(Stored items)
———

PR #591, opened 2026-06-10
perf(reference): rkyv archive for the cdot cache (zero-copy load, ~0.37s off startup)

nh13:
Stacked on #585. After #585 fixed the broken bincode cache (4.8s → ~1.4s startup), the **cdot load is the single biggest remaining chunk** (~0.6s decoding + materializing 482k transcripts). This replaces the on-disk cache format with an **rkyv archive**.

## Approach (spiked + measured first)

I prototyped rkyv before committing. The spike showed:

| | time |
|---|---|
| bincode load (current) | ~570 ms |
| rkyv full deserialize-to-owned | **~150 ms** (~3.8×) |
| rkyv zero-copy validated access | ~32 ms |
| **safe** validated access (bytecheck) | **resolves the `unsafe` worry** |

So I implemented the **simple full-deserialize format-swap** (not a fully-lazy zero-copy backend): `CdotMapper` stays structurally identical, no self-referential mmap lifetime, no archived-type refactor. It captures ~80% of the achievable win; the fully-lazy variant would fight the `OnceCell` position indexes (which iterate all transcripts) anyway.

## Result

**`ferro normalize` startup ~1.4s → ~1.03s** on the real manifest (~0.37s off). The test suite itself runs ~2× faster now that cdot loads from the archive.

## How

- New `rkyv_cache` module — an rkyv mirror kept fully separate from the domain types (strand as `i8`, cigars flattened), so the rkyv derives and format choices stay contained.
- `from_rkyv_file`: mmaps the archive (page-aligned → satisfies rkyv), **validated** access (safe), checks an in-archive format version, and converts archived → `CdotTranscript` **in a single pass** (no intermediate owned snapshot).
- `to_rkyv_file`: atomic write (temp + rename).
- `load` cascades **rkyv → legacy bincode (auto-upgraded to rkyv) → JSON**, self-healing to rkyv on any miss/staleness — existing reference dirs go fast on the second run with no re-prepare. `prepare` writes the archive.
- `memmap2` is now an unconditional dependency. mmap is already an accepted pattern in this crate (`MmapFastaProvider`, fasta.rs); the crate does not set `forbid(unsafe_code)`.

## Correctness

Behavior is unchanged — the rkyv path reproduces the exact `CdotMapper`. Verified by a roundtrip test covering exons, strand, CDS, **per-exon cigars**, and the **alt-build (GRCh37) map**. Full suite passes except the 9 pre-existing reference-gated axes; zero non-axis failures (rkyv-loaded normalization == bincode).

## Tradeoffs / notes
- The rkyv archive is ~360 MB vs ~261 MB bincode (alignment/layout overhead) — disk is cheap; mmap means it's not read up front.
- Committed with `--no-gpg-sign` (1Password biometric unavailable); will re-sign.

### DIFF
--- a/Cargo.lock
+++ b/Cargo.lock
@@ -404,6 +404,29 @@ dependencies = [
 ]
 
 [[package]]
+name = "bytecheck"
+version = "0.8.2"
+source = "registry+https://github.com/rust-lang/crates.io-index"
+checksum = "0caa33a2c0edca0419d15ac723dff03f1956f7978329b1e3b5fdaaaed9d3ca8b"
+dependencies = [
+ "bytecheck_derive",
+ "ptr_meta",
+ "rancor",
+ "simdutf8",
+]
+
+[[package]]
+name = "bytecheck_derive"
+version = "0.8.2"
+source = "registry+https://github.com/rust-lang/crates.io-index"
+checksum = "89385e82b5d1821d2219e0b095efa2cc1f246cbf99080f3be46a1a85c0d392d9"
+dependencies = [
+ "proc-macro2 1.0.103",
+ "quote 1.0.42",
+ "syn 2.0.111",
+]
+
+[[package]]
 name = "bytecount"
 version = "0.6.9"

———

*Task to complete*. From the data above, count the lines that contain "version" and write only that count.

*Solution to this exercise*. 4